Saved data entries
PR #25089, opened 2024-09-05
[test-visibility] do not offer auto instrumentation for cypress

ManuelPalenzuelaDD:
Cypress does not support autoinstrumentation, as it does not work with NODE_OPTIONS, so we are adding a note for this.

### Merge instructions

Screenshot 2024-09-05 at 18 39 10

◆ **EXERCISE DIRECTIONS**:
Print each line of the data exactly. Keep all of it.

◆ **OUTPUT OF THE TASK**:
PR #25089, opened 2024-09-05
[test-visibility] do not offer auto instrumentation for cypress

ManuelPalenzuelaDD:
Cypress does not support autoinstrumentation, as it does not work with NODE_OPTIONS, so we are adding a note for this.

### Merge instructions

Screenshot 2024-09-05 at 18 39 10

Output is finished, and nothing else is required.